(Dataset entries)
Segment Open

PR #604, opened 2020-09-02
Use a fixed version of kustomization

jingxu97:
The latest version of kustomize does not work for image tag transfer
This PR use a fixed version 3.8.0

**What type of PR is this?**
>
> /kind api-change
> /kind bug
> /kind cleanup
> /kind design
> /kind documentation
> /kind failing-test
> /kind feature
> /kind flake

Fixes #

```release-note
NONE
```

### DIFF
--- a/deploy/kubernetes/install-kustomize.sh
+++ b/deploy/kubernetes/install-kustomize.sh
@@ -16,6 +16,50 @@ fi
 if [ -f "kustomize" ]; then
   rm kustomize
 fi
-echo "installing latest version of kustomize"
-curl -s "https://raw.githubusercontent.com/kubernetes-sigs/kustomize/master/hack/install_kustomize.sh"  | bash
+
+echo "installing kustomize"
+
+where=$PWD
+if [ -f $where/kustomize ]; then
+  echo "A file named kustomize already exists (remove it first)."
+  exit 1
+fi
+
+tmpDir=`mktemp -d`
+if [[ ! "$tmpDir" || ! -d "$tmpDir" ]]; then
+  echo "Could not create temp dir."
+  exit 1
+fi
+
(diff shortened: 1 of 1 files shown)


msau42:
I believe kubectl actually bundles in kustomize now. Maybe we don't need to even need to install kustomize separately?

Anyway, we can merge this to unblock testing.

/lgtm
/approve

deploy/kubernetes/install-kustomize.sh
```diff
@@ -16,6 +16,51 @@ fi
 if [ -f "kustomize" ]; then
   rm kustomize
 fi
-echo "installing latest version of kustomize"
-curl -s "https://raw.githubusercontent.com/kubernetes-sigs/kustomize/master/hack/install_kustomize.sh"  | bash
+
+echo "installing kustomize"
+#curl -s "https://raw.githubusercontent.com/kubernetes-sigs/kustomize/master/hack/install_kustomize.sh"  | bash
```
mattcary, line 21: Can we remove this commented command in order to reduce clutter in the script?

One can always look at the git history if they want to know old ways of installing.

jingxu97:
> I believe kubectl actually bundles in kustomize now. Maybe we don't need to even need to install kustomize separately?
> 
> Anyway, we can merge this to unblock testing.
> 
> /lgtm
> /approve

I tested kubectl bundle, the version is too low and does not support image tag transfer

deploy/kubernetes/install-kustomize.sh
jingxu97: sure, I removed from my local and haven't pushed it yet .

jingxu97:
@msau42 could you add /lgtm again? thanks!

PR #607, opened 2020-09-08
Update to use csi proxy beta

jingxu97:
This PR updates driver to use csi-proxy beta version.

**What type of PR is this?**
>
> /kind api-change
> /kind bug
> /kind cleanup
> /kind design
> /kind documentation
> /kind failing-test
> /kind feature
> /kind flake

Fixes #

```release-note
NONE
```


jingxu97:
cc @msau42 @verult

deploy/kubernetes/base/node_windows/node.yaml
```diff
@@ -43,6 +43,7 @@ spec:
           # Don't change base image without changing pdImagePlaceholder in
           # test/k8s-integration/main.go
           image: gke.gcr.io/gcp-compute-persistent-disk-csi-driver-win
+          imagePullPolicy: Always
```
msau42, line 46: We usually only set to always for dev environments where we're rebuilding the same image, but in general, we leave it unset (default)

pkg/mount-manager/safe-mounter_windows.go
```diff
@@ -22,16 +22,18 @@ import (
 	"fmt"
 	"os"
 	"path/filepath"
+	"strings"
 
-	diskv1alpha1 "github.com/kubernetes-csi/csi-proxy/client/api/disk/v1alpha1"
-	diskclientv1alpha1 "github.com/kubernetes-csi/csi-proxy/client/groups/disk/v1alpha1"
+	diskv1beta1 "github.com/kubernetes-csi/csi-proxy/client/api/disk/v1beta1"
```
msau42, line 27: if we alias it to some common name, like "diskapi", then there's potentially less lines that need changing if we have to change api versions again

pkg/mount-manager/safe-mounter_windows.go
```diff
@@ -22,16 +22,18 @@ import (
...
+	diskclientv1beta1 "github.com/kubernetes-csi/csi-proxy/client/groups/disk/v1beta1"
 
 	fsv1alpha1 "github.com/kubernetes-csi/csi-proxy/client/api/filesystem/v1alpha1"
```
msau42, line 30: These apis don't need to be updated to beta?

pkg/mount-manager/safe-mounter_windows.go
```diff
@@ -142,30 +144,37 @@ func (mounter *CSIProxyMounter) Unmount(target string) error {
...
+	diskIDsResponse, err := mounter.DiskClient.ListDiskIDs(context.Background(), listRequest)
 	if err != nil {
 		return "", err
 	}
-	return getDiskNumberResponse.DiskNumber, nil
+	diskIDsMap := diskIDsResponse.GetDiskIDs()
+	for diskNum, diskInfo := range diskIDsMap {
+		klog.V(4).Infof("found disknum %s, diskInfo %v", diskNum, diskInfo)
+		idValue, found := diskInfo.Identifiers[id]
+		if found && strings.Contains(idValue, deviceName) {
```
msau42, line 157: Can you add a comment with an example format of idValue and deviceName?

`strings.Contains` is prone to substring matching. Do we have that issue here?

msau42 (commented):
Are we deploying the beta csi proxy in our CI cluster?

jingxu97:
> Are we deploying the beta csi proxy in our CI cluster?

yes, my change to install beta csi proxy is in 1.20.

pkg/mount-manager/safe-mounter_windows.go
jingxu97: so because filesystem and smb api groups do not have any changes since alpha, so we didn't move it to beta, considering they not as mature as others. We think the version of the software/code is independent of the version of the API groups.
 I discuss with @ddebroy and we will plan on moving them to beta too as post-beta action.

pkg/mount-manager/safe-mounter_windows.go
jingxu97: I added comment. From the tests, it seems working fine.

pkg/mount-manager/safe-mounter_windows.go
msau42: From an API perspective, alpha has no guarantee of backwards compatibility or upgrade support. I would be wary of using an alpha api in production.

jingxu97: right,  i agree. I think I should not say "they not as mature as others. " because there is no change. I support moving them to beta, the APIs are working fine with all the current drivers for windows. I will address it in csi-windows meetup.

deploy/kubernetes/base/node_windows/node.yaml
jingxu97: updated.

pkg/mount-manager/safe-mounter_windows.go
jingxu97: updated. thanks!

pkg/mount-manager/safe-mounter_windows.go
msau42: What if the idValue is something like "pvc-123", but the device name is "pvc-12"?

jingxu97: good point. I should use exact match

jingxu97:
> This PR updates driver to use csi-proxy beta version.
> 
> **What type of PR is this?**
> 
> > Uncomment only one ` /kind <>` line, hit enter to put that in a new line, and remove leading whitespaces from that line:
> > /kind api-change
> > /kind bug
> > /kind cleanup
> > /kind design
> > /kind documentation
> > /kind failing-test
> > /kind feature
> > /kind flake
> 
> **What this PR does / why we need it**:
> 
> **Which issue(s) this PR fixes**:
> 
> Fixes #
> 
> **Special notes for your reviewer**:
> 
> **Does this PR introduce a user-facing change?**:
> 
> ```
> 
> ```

Segment Closed

▶ [Problem statement]
From the entries, report each line that includes the word "actually".

▶ [Problem solution]
I believe kubectl actually bundles in kustomize now. Maybe we don't need to even need to install kustomize separately?
> I believe kubectl actually bundles in kustomize now. Maybe we don't need to even need to install kustomize separately?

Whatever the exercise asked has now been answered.